Ça devait bien arriver, nous commencions d’ailleurs à désespérer, une metteure en scène a pensé à Philippe Torreton pour incarner Figaro / Emmanuel. Enfin !
Léna Bréban nous propose une formidable vision survitaminée du chef d’œuvre de Pierre-Augustin Caron de Beaumarchais.
Une version très actuelle dans laquelle nous allons constater que quelque deux cent cinquante ans ans après la publication de la pièce, rien n’a hélas changé en ce bas-monde.
En 2025 comme en 1784, les rapports sociétaux sont toujours empreints du syndrome de la lutte des classes.
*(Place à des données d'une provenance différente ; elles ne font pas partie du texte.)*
PR #1210, opened 2026-07-29
feat(CubeBlobstore): add cube-snapshot COS chunked snapshot tool

changpe1:
Add a new CubeBlobstore module hosting cube-snapshot, a chunked, deduplicated, zstd-compressed snapshot tool that saves/restores a flat directory of regular files to/from an S3/COS bucket. It provides the save/restore/ls/rm subcommands with cos.cfg + env credential resolution, zero-extent detection, per-chunk/per-file SHA256 verification and sparse restore.

Chunks use a content-addressed object layout,
<uuid>/chunks/<chunk-plaintext-sha256>, so identical chunks collapse to a single stored object and keys stay fixed-length regardless of how long or deeply-nested the source file path is (avoiding long-key and path-encoding pitfalls). The manifest records each file's absolute path plus the ordered per-chunk sha list used to fetch chunks and reassemble files on restore. Built on AWS SDK for Go v2 and klauspost/compress/zstd (pure Go, no cgo), producing a static binary.

The module uses the cmd/<name>/ layout so future storage utilities can be added alongside cube-snapshot. Wire it into the root Makefile: a cube-snapshot builder target plus BINARIES, manual-release tarball and fmt.


kinwin-ustc:
We should abstract out a general storage backend interface, with S3/COS being just one storage implementation corresponding to this abstraction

Selon que vous appartiendrez à la France d’en haut ou d’en bas, vous ne serez pas le même citoyen aux yeux des autres, de la justice, de la loi, du pouvoir en place ou des banquiers.
En 1784 comme en 2025, en plein post-#Meetoo, les rapports entre hommes et femmes confinent bien souvent à la domination, au patriarcat et à la soumission.
C’est ce qu’elle veut nous dire, Mademoiselle Bréban.
Comment elle veut nous le dire relève du plus réjouissant et fin burlesque. On touche du doigt au genre de la farce.
Chez elle, les comédiens courent, tombent, s’empoignent, se frappent. Chez elle, on crie, on hurle, on trépigne, on fait claquer les portes, presque comme dans un vaudeville.
Et nous, nous assistons durant presque deux heures à des moments jubilatoires, tourbillonnants et surtout très drôles.
Le propos sociétal et politique au sens noble du terme est en effet traité de manière fort humoristique. Quand le rire se place au service de la démonstration.
Léna Bréban sait bien que les grands auteurs sont faits pour être chahutés, à condition d’en respecter la substantifique moelle.
Ici, des petits ajouts, très spirituels et très espiègles, viennent émailler le texte, confortant la contemporanéité du discours. D’ailleurs, Chérubin s’avèrera être un grand fan d’un chanteur à l’accent du Sud-Ouest.
D’autres éléments viennent conforter le message universel de cette mise en scène. Ici, toute référence à Séville et à l’Espagne est gommée.
En outre, les très beaux costumes d’Alice Touvet, par le mélange des époques, permettent d’effacer toute référence nette à telle ou telle époque.
Philippe Torreton, donc.
Un Figaro d’anthologie. Le comédien, qui campe un valet de comédie tel qu’on les aime, ne va ménager ni son énergie, ni sa puissance de jeu, ni sa force comique.
Il est impossible de ne pas être subjugué, une nouvelle fois, par son engagement et le côté « rentre-dedans » qu’il donne au personnage.
Le célèbre monologue tant attendu devient avec lui une véritable proclamation, presque un discours militant. Il est alors époustouflant. Dans la salle, un silence retentissant se fait entendre !
Un immense Figaro !
La metteure en scène est parvenue à construire une épatante distribution autour de Torreton.
À commencer par Marie Vialle, qui campe une Suzanne haute en couleurs, féministe avant l’heure. La comédienne, on ne peut plus convaincante, avec une lumineuse présence, est le parfait versant féminin du rôle éponyme. Ce couple Suzanne-Figaro emporte tous les suffrages.
Il en va de même pour les deux aristos.
Grégoire Oestermann, que l’on a tant applaudi récemment chez Duras, mis en scène par Jacques Osinski à l’Atelier, est le Comte Almaviva.
Le comédien excelle lui aussi, en noble odieux et dépassé. Ses mimiques incroyables, ses apartés, ses adresses au public déclenchent bien des rires dans la salle.
À ses côtés, Grétel Delattre incarne une Comtesse à la fois présente et fragile. Son jeu, tout en subtilité, est également source de félicité.
Autre couple magnifique, Annie Mercier et Jean-Jacques Moreau, respectivement Marceline et Bartolo. Les deux, eux aussi, vont faire fonctionner nos zygomatiques à plein régime.
La voix de Mademoiselle Mercier est toujours aussi fascinante !
Oh ! Un grand Chérubin ! Au propre comme au figuré.
Antoine Prud’homme de la Boussinière est ce personnage souvent interprété par une jeune femme. Lui aussi nous réserve de grands moments de comédie qu’il faut se garder de révéler ici.
Le reste de la distribution est à l’avenant.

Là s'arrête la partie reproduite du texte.